Beckham moved home to Hamilton last year during the pandemic because Toronto was too expensive.

He got his G1 or beginner’s licence just before COVID-19 took hold last year. That means he must drive with a passenger who has four years driving experience and cannot drive on highways, among other conditions.

He said he didn’t think much of getting his G2 licence, which requires a road test, until his company began talking about a return to the office in September. The G2 licence would allow him to drive alone and on highways.

In early June, when he heard driving tests would resume, he tried to book online. The earliest slot was late September in Hamilton. He didn’t book it, but tried to find appointments closer in time but farther afrield.

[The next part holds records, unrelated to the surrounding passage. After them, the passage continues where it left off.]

PR #494, opened 2024-06-06
refactor: Provide helpful error msg when deserializing big timestamp

### LINKED ISSUE #435: Improve error message for large block timestamps
See https://github.com/NomicFoundation/edr/issues/399

Instead of

```
data did not match any variant of untagged enum U64OrUsize at line 1 column 110
```

We should show a better error, something like `Timestamp used for {method} is too large. Received {value}; the maximum value is {max_value}.` (actual message tbd).

Xanewok:
Fixes #435 

In place of the existing `U64OrUsize` we provide a newtype `Timestamp` around `u64` with a custom Deserialize impl that leniently first deserializes to a number/string and then attempts to parse the value to see if it's within the valid range.

We keep providing `From` and `Into` for the new type, so the existing code keeps using the impls whenever possible.

### DIFF
--- a/crates/edr_provider/src/requests/serde.rs
+++ b/crates/edr_provider/src/requests/serde.rs
@@ -351,7 +351,7 @@ where
 ///
 /// While technically the Yellow Paper allows specifying the timestamp as
 /// any scalar value, using `u64` in practice is more than enough.
-#[derive(Clone, Debug, PartialEq, Eq, PartialOrd, Ord, Serialize)]
+#[derive(Clone, Copy, Debug, PartialEq, Eq, PartialOrd, Ord, Serialize)]
 pub struct Timestamp(pub u64);
 
 impl From<u64> for Timestamp {
@@ -367,7 +367,7 @@ impl From<Timestamp> for u64 {
 }
 
 impl Timestamp {
-    pub fn as_u64(&self) -> u64 {
+    pub fn as_u64(self) -> u64 {
         self.0
     }
 }
@@ -387,17 +387,22 @@ where
 {
     let error_msg = || {
         serde::de::Error::custom(
-            "Timestamp must be a positive integer or a string not exceeding 2^64.",
+            "Timestamp must be a positive integer or a (`0x`-prefixed hex) string not exceeding 2^64.",
         )
     };
 
     match serde_json::Value::deserialize(deserializer)? {
+        // Unlike other JSON-RPC types, timestamp can also be a number
         serde_json::Value::Number(num) => num.as_u64().ok_or_else(error_msg),
-        serde_json::Value::String(value) => {
-            if let Some(hex_str) = value.strip_prefix("0x") {
-                u64::from_str_radix(hex_str, 16).map_err(|_err| error_msg())
+        serde_json::Value::String(ref value) => {
+            if let Some(value) = value.strip_prefix("0x") {
+                u64::from_str_radix(value, 16).map_err(|_err| error_msg())
             } else {
-                value.parse::<u64>().map_err(|_err| error_msg())
+                // symmetrical and more explicit about the base 10
+                #[allow(clippy::from_str_radix_10)]
+                // Since it exceptionally can also be a number, be more relaxed
+                // and accept stringified numbers as well (base 10 by default).
+                u64::from_str_radix(value, 10).map_err(|_err| error_msg())
             }
         }
         _ => Err(error_msg()),
@@ -568,19 +573,19 @@ mod tests {
             serde_json::from_str::<Timestamp>("1000000000000000000000000000000")
                 .unwrap_err()
                 .to_string(),
-            "Timestamp must be a positive integer or a string not exceeding 2^64."
+            "Timestamp must be a positive integer or a (`0x`-prefixed hex) string not exceeding 2^64."
         );
         assert_eq!(
             serde_json::from_str::<Timestamp>("\"1000000000000000000000000000000\"")
                 .unwrap_err()
                 .to_string(),
-            "Timestamp must be a positive integer or a string not exceeding 2^64."
+            "Timestamp must be a positive integer or a (`0x`-prefixed hex) string not exceeding 2^64."
         );
         assert_eq!(
             serde_json::from_str::<Timestamp>("\"0x11223344556677889900\"")
                 .unwrap_err()
                 .to_string(),
-            "Timestamp must be a positive integer or a string not exceeding 2^64."
+            "Timestamp must be a positive integer or a (`0x`-prefixed hex) string not exceeding 2^64."
         );
     }
 }
--- a/crates/edr_provider/src/requests/serde.rs
+++ b/crates/edr_provider/src/requests/serde.rs
@@ -377,35 +377,14 @@ impl<'de> Deserialize<'de> for Timestamp {
     where
         D: Deserializer<'de>,
     {
-        deserialize_timestamp_u64(deserializer).map(Timestamp)
-    }
-}
-
-fn deserialize_timestamp_u64<'de, D>(deserializer: D) -> Result<u64, D::Error>
-where
-    D: Deserializer<'de>,
-{
-    let error_msg = || {
-        serde::de::Error::custom(
-            "Timestamp must be a positive integer or a (`0x`-prefixed hex) string not exceeding 2^64.",
-        )
-    };
-
-    match serde_json::Value::deserialize(deserializer)? {
-        // Unlike other JSON-RPC types, timestamp can also be a number
-        serde_json::Value::Number(num) => num.as_u64().ok_or_else(error_msg),
-        serde_json::Value::String(ref value) => {
-            if let Some(value) = value.strip_prefix("0x") {
-                u64::from_str_radix(value, 16).map_err(|_err| error_msg())
-            } else {
-                // symmetrical and more explicit about the base 10
-                #[allow(clippy::from_str_radix_10)]
-                // Since it exceptionally can also be a number, be more relaxed
-                // and accept stringified numbers as well (base 10 by default).
-                u64::from_str_radix(value, 10).map_err(|_err| error_msg())
-            }
-        }
-        _ => Err(error_msg()),
+        // TODO: Accept only `0x`-prefixed hex strings (and possibly base 10 strings).
+        U64::deserialize(deserializer)
+            .map(|value| Timestamp(value.as_limbs()[0]))
+            .map_err(|_| {
+                serde::de::Error::custom(
+                    "Timestamp must be a positive integer or a string not exceeding 2^64 - 1",
+                )
+            })
     }
 }
 
@@ -567,25 +546,26 @@ mod tests {
     fn deserialize_timestamp() {
         serde_json::from_str::<Timestamp>("12345").unwrap();
         serde_json::from_str::<Timestamp>("\"12345\"").unwrap();
+        serde_json::from_str::<Timestamp>("\"0x0\"").unwrap();
         serde_json::from_str::<Timestamp>("\"0x1122334455667788\"").unwrap();
 
         assert_eq!(
             serde_json::from_str::<Timestamp>("1000000000000000000000000000000")
                 .unwrap_err()
                 .to_string(),
-            "Timestamp must be a positive integer or a (`0x`-prefixed hex) string not exceeding 2^64."
+            "Timestamp must be a positive integer or a string not exceeding 2^64 - 1"
         );
         assert_eq!(
             serde_json::from_str::<Timestamp>("\"1000000000000000000000000000000\"")
                 .unwrap_err()
                 .to_string(),
-            "Timestamp must be a positive integer or a (`0x`-prefixed hex) string not exceeding 2^64."
+            "Timestamp must be a positive integer or a string not exceeding 2^64 - 1"
         );
         assert_eq!(
             serde_json::from_str::<Timestamp>("\"0x11223344556677889900\"")
                 .unwrap_err()
                 .to_string(),
-            "Timestamp must be a positive integer or a (`0x`-prefixed hex) string not exceeding 2^64."
+            "Timestamp must be a positive integer or a string not exceeding 2^64 - 1"
         );
     }
 }
--- a/crates/edr_provider/src/requests/serde.rs
+++ b/crates/edr_provider/src/requests/serde.rs
@@ -347,6 +347,63 @@ where
     Ok(result)
 }
 
+/// Value representing timestamp in seconds.
+///
+/// While technically the Yellow Paper allows specifying the timestamp as
+/// any scalar value, using `u64` in practice is more than enough.
+#[derive(Clone, Debug, PartialEq, Eq, PartialOrd, Ord, Serialize)]
+pub struct Timestamp(pub u64);
+
+impl From<u64> for Timestamp {
+    fn from(value: u64) -> Self {
+        Self(value)
+    }
+}
+
+impl From<Timestamp> for u64 {
+    fn from(value: Timestamp) -> Self {
+        value.0
+    }
+}
+
+impl Timestamp {
+    pub fn as_u64(&self) -> u64 {
+        self.0
+    }
+}
+
+impl<'de> Deserialize<'de> for Timestamp {
+    fn deserialize<D>(deserializer: D) -> Result<Self, D::Error>
+    where
+        D: Deserializer<'de>,
+    {
+        deserialize_timestamp_u64(deserializer).map(Timestamp)
+    }
+}
+
+fn deserialize_timestamp_u64<'de, D>(deserializer: D) -> Result<u64, D::Error>
+where
+    D: Deserializer<'de>,
+{
+    let error_msg = || {
+        serde::de::Error::custom(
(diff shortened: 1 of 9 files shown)


crates/edr_provider/src/requests/serde.rs
```diff
@@ -347,6 +347,63 @@ where
...
+}
+
+impl From<Timestamp> for u64 {
+    fn from(value: Timestamp) -> Self {
+        value.0
+    }
+}
+
+impl Timestamp {
+    pub fn as_u64(&self) -> u64 {
```
Xanewok, line 370: It's not used but provided it for clarity; can remove it if you'd like per YAGNI

crates/edr_provider/src/requests/serde.rs
```diff
@@ -347,6 +347,63 @@ where
     Ok(result)
 }
 
+/// Value representing timestamp in seconds.
+///
+/// While technically the Yellow Paper allows specifying the timestamp as
+/// any scalar value, using `u64` in practice is more than enough.
+#[derive(Clone, Debug, PartialEq, Eq, PartialOrd, Ord, Serialize)]
+pub struct Timestamp(pub u64);
```
Xanewok, line 355: Let me know if you'd like me to define this in the upper module; maybe it'd make more sense to have it there but we already re-export a type from here so I wasn't sure.

crates/edr_provider/src/requests/serde.rs
```diff
@@ -347,6 +347,63 @@ where
...
+    };
+
+    match serde_json::Value::deserialize(deserializer)? {
+        serde_json::Value::Number(num) => num.as_u64().ok_or_else(error_msg),
+        serde_json::Value::String(value) => {
+            if let Some(hex_str) = value.strip_prefix("0x") {
+                u64::from_str_radix(hex_str, 16).map_err(|_err| error_msg())
+            } else {
+                value.parse::<u64>().map_err(|_err| error_msg())
+            }
```
Wodann, line 401: This deviates from what used to happen. We don't want to allow any type of string here, but one that conforms to the Ethereum format: `^0x([1-9a-f]+[0-9a-f]*|0)$` (also see [this](https://github.com/NomicFoundation/hardhat/blob/ethereumjs/issue4970/packages/hardhat-core/src/internal/core/jsonrpc/types/base-types.ts#L208)).

I recommend using the `U64` type to deserialize the string here, as that already implements this logic. All you'd have to do is to first check the number of bytes in the hex string after `0x` (this part is required). If it exceeds 8 bytes, then return the custom error.

crates/edr_provider/src/requests/serde.rs
```diff
@@ -500,4 +557,18 @@ mod tests {
 
         assert_eq!(parsed.n, n);
     }
+
+    #[test]
+    fn deserialize_timestamp() {
+        serde_json::from_str::<Timestamp>("12345").unwrap();
+        serde_json::from_str::<Timestamp>("1000000000000000000000000000000").unwrap_err();
+        serde_json::from_str::<Timestamp>("\"1000000000000000000000000000000\"").unwrap_err();
```
Wodann, line 565: It would be good to validate which error is returned here.

crates/edr_provider/tests/eth_request_serialization.rs
```diff
@@ -3,10 +3,10 @@ mod common;
 use edr_eth::{
     filter::{LogFilterOptions, LogOutput, OneOrMore},
     transaction::EthTransactionRequest,
-    Address, BlockSpec, BlockTag, Bytes, PreEip1898BlockSpec, B256, U256, U64,
+    Address, BlockSpec, BlockTag, Bytes, PreEip1898BlockSpec, B256, U256,
 };
 use edr_evm::alloy_primitives::U160;
-use edr_provider::{IntervalConfigRequest, MethodInvocation, U64OrUsize};
```
Wodann, line 9: Is `U64OrUsize` still used anywhere else? If not, feel free to remove it.

Wodann (changes requested):

crates/edr_provider/tests/eth_request_serialization.rs
Xanewok: It's already removed in https://github.com/NomicFoundation/edr/pull/494/files#diff-f92267848751eff8250755669ad8dbb49e569a42f27bcdca2589fad3e50098a0L513

crates/edr_provider/src/requests/serde.rs
Xanewok: I'm also seeing some more inconsistencies, for example we only have `Option<u64>` using default Deserialize in `AccountOverrideOptions` for `eth_call` https://github.com/NomicFoundation/edr/blob/eb00b1533b75134cc453661f22e70d8f31add309/crates/edr_rpc_eth/src/override.rs#L18

but the [official API schema](https://ethereum.github.io/execution-apis/api-documentation/) says it accepts only a hex string of the quantity format you mentioned:

image

Maybe it'd make sense to separate a work item of "go over all of our (de)serialize logic and make sure we're compliant"?

On the other hand per the common networking adage of "be conservative in what you send, be liberal in what you accept" and the fact that we're supposed to be a development platform, I'm not sure if us not being as strict as the spec is necessary the bad thing here.

I'll add it for the agenda for tomorrow's sync; maybe @fvictorio you have some more context or opinions on this.

Xanewok:
Reshuffled the tests to be first (to double-check what we do on `main` already) and force-pushed with expanded `deserialize_timestamp` test; hope you don't mind :pray:

crates/edr_provider/tests/eth_request_serialization.rs
Wodann: My bad. Thanks!

crates/edr_provider/src/requests/serde.rs
Wodann: The example you wrote is valid. `0x01` is a single byte equal to 1. There are no leading zeroes.

Wodann: > I'm also seeing some more inconsistencies, for example we only have `Option<u64>` using default Deserialize in `AccountOverrideOptions` for `eth_call`
> 
> https://github.com/NomicFoundation/edr/blob/eb00b1533b75134cc453661f22e70d8f31add309/crates/edr_rpc_eth/src/override.rs#L18
> 
> but the [official API schema](https://ethereum.github.io/execution-apis/api-documentation/) says it accepts only a hex string of the quantity format you mentioned:
> 
> Maybe it'd make sense to separate a work item of "go over all of our (de)serialize logic and make sure we're compliant"?
> 
> On the other hand per the common networking adage of "be conservative in what you send, be liberal in what you accept" and the fact that we're supposed to be a development platform, I'm not sure if us not being as strict as the spec is necessary the bad thing here.
> 
> I'll add it for the agenda for tomorrow's sync; maybe @fvictorio you have some more context or opinions on this.

There is a special deserialize function used in the linked file:

```rust
    #[serde(
        default,
        skip_serializing_if = "Option::is_none",
        with = "edr_eth::serde::optional_u64"
    )]
    /// Account nonce override.
    pub nonce: Option<u64>,
```
That uses `U64`'s deserialization under the hood.

Xanewok: > The example you wrote is valid. 0x01 is a single byte equal to 1. There are no leading zeroes.

But that's not true, right? It:
- neither matches the `^0x([1-9a-f]+[0-9a-f]*|0)$` regexp you pasted and what's in the spec (`0x` followed by either a single `0` or a non-zero amount of `1-f` followed by a possibly zero amount of `0-f`), 
- nor the value seems to be concerned about the bytes per se, specifically `01` in base 10 has leading zeroes in the same sense `01` has as well in base 16. I didn't find a rule that requires us to zero-pad us to whole bytes (and the regex from the spec straight up invalidates it)

> They have additional logic on top of the FromStr implementation.

If I'm not missing something, they seem to handle null strings but other than that, in the `visit_str` they just call `FromStr::from_str` implicitly via `str::parse::<F: FromStr>`, so back to the linked function above and again: `0x01` seems to be converted correctly with the leading zero.

> That uses U64's deserialization under the hood.

Ah, I missed the attributes above :facepalm: I'm used to the docs being at the top and so I missed that when visually scanning, sorry about that.

On a side-note, why doesn't we just use `Option<U64>` with the default serde impls? For convenience, to only be concerned with primitive `u64` after deserializing?

Wodann: I think you're right that the regex pattern is wrong.

A single byte is always a pair of two hexadecimal numbers. Hence `01` or `0f` is a single byte. The first of the two characters in a non-zero byte is not considered to be an individual zero. Only `00` is.

Xanewok: We discussed synchronously and we initially agreed that:
1. we will attempt to follow spec (disallow leading zeroes) and only deviate if it brings enough benefit and is supported by Geth (cc @fvictorio)
2. we should do this outside of this PR
3. Geth seems to be parsing hex strings with full bytes, so that's another source of confusion here

Xanewok: @Wodann are you sure? This would also accept `0X` prefix as well as octal `0o`/`0O` and binary `0b`/`0B` which I'm pretty sure we do not want to accept, given that we accept to conform only to the spec `0x`: https://github.com/recmo/uint/blob/7b8b0d313a4960091c07eb3356c6a2512a46b585/src/string.rs#L200-L210

Xanewok: I don't want to prolong this but since we're already splitting hairs here, it's just worth noting that it'd not be consistent with what we do elsewhere, which is `String::deserialize`, then check for `0x` and then call `U64::from_str` (on a value that's guaranteed to start with `0x`, so okay).

Maybe just being consistent with the rest of the code would be okay, where we do the flow outlined above like everywhere else, and we could focus on compliance/correctness in a separate PR? WDYT?

Xanewok: Right, I forgot that we support direct numbers, which is where your suggestion for `U64::deserialize` came from, but we should not accept the different modes, so I tried to make it more explicit what we support and why in the code and in the error message.

Since we also accept JS numbers as the extension to the regular JSON-RPC API, it'd be weird not to support them as a regular string (so also a base 10 number). I've added a comment and made it more explicit about the base, let me know what you think.

crates/edr_provider/src/requests/serde.rs
```diff
@@ -351,7 +351,7 @@ where
 ///
 /// While technically the Yellow Paper allows specifying the timestamp as
 /// any scalar value, using `u64` in practice is more than enough.
-#[derive(Clone, Debug, PartialEq, Eq, PartialOrd, Ord, Serialize)]
+#[derive(Clone, Copy, Debug, PartialEq, Eq, PartialOrd, Ord, Serialize)]
```
Xanewok, line 354: drive-by - since it's 8 bytes on 64-bit machine (our only targets?) it's cheaper to copy it around.

crates/edr_provider/src/requests/serde.rs
```diff
@@ -377,35 +377,14 @@ impl<'de> Deserialize<'de> for Timestamp {
...
-                // symmetrical and more explicit about the base 10
-                #[allow(clippy::from_str_radix_10)]
-                // Since it exceptionally can also be a number, be more relaxed
-                // and accept stringified numbers as well (base 10 by default).
-                u64::from_str_radix(value, 10).map_err(|_err| error_msg())
-            }
-        }
-        _ => Err(error_msg()),
+        // TODO: Accept only `0x`-prefixed hex strings (and possibly base 10 strings).
+        U64::deserialize(deserializer)
```
Xanewok, line 381: @Wodann like we discussed, this uses `U64::deserialize` to keep using the old logic. We can revisit fixing this and other deserialization logic in a follow-up PR.

crates/edr_provider/src/requests/serde.rs
```diff
@@ -347,6 +347,47 @@ where
...
+    fn deserialize<D>(deserializer: D) -> Result<Self, D::Error>
+    where
+        D: Deserializer<'de>,
+    {
+        // TODO: Accept only `0x`-prefixed hex strings (and possibly base 10 strings).
+        U64::deserialize(deserializer)
+            .map(|value| Timestamp(value.as_limbs()[0]))
+            .map_err(|_| {
+                serde::de::Error::custom(
+                    "Timestamp must be a positive integer or a string not exceeding 2^64 - 1",
```
fvictorio, line 385: I'd say:

```suggestion
                    "Timestamp must be a non-negative number not exceeding 2^64 - 1",
```

- Non-negative, because `0` is accepted by `evm_increaseTime` (and it's probably fine to accept it).
- "Number" instead of "positive integer or a string" for conciseness. The fact that we accept both numbers and strings doesn't seem super relevant here.

hardhat-tests/test/internal/hardhat-network/provider/modules/evm.ts
```diff
@@ -146,6 +146,21 @@ describe("Evm module", function () {
...
+            "evm_increaseTime",
+            ["10000000000000000000000000000000"],
+            "Timestamp must be a positive integer or a string not exceeding 2^64 - 1"
+          );
+          await assertInvalidArgumentsError(
+            this.provider,
+            "evm_increaseTime",
+            ["0x1111111111111111111111111111111111111"],
+            "Timestamp must be a positive integer or a string not exceeding 2^64 - 1"
+          );
```
fvictorio, line 162: Can we add 4 test cases more here?

1. Using exactly `2^64` produces the error too (using both hex-prefixed strings and decimal numbers)
2. Using exactly `2^64-1` doesn't produce the error (both hex-prefixed and decimal)

crates/edr_provider/src/requests/serde.rs
fvictorio: I only skimmed this discussion (let me know if there's something in particular I should pay attention to) but this caught my eye:

> This would also accept 0X prefix as well as octal 0o/0O and binary 0b/0B which I'm pretty sure we do not want to accept

I checked and the released version of EDR accepts all of these (which is wrong by the spec, and geth doesn't accept):

```
send("eth_getBlockByNumber", [0, false])
send("eth_getBlockByNumber", ["0", false])
send("eth_getBlockByNumber", ["0b0", false])
send("eth_getBlockByNumber", ["0o0", false])
```

I will open an issue about this, but we don't need to do anything about that in this PR.

fvictorio: https://github.com/NomicFoundation/edr/issues/509

hardhat-tests/test/internal/hardhat-network/provider/modules/evm.ts
Xanewok: I did that for the `evm_setNextBlockTimestamp`.

However, I now realized that `evm_increaseTime` actually internally converts the value to an `i64`... Does that mean we should support negative as well? This also means supporting up to 2**63-1. Is this something we want to pursue as part of this PR?

Wodann: IIRC, `evm_increaseTime` was allowed to receive negative values in the past, but this was a bug. We fixed that in EDR.

The reason that we use an `i64` in `ProviderData` is that the `fn block_time_offset_seconds` can return a negative value, if the first block is mined in the past.

Potentially we want to change that in the future and return an error. This might have been designed this way in Hardhat on purpose though.

I'd refer to @fvictorio for historic context.

crates/edr_provider/src/requests/serde.rs
Xanewok: Done in https://github.com/NomicFoundation/edr/pull/494/commits/913edb7a511e996113c84e84560b13297029346a

hardhat-tests/test/internal/hardhat-network/provider/modules/evm.ts
fvictorio: > Potentially we want to change that in the future and return an error.

No, this is not an error condition, it happens all the time. I don't remember exactly why; I think it's because in Hardhat the config is eagerly loaded (which then uses `now()` for the initial timestamp) but the node is created lazily after the first request, so normally the time offset will be `-N`, where `N` is the number of seconds that happened between the start of the task and the first request.

I'm not sure about the `i64` part, but I'm happy with just having those tests for `evm_setNextBlockTimestamp`, so no need to block on that.

fvictorio (approved):

hardhat-tests/test/internal/hardhat-network/provider/modules/evm.ts
Xanewok: It looks the situation may not be obvious on the `i64` front, so I'll wait for @Wodann here. When everyone agrees, I think we could finally merge this.

Wodann (approved):

hardhat-tests/test/internal/hardhat-network/provider/modules/evm.ts
Wodann: Approved.

Xanewok: Thanks!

But nothing was available from Orillia to Owen Sound, Ont. When he looked again a few days later in Hamilton, there was nothing available until mid-December.

With the ministry adding more time slots on a rolling basis, Beckham wanted to move his appointment up. But the system forced him to cancel his December appointment first before he was able to look for new dates.

“Do I stick with the December appointment, or do I lose it to risk getting appointments sooner or later,” he said.

He cancelled it and began logging in hourly.

Last week he managed to find a last-minute test spot for the following day in Hamilton.

“I didn’t know if I’d get this chance again so I booked it,” he said, despite feeling he didn’t have enough practice under his belt.

“Sadly, I did not pass, took two turns a little too fast and forgot my blinker when parallel parking.”

Now he’s trying to book again.

In Burlington, Ont., Kyle Hutton began looking for driving test appointments in late May, but nothing was available until October.

The 25-year-old also looked all over southern Ontario, but there was nothing to be had. So he booked the October appointment and does not want to risk cancelling it in hopes of booking something sooner.

“It’s more of an inconvenience right now because I’m working from home during the pandemic,” Hutton said. “It will be a problem when the office opens back up.”

Ajmal Houshahi started a driving school last year in Barrie, Ont., but has struggled due to the pandemic.

“I’m hardly surviving,” he said.

While he was able to conduct the classroom portion of driving instruction online during the pandemic, he hasn’t been able to offer in-car lessons since January — until Wednesday.

“It’s going to be very busy,” he said. “It’s tough because my school is new, but I’m hoping that it will be really busy for three or four months so I can earn some money and pay my bills.”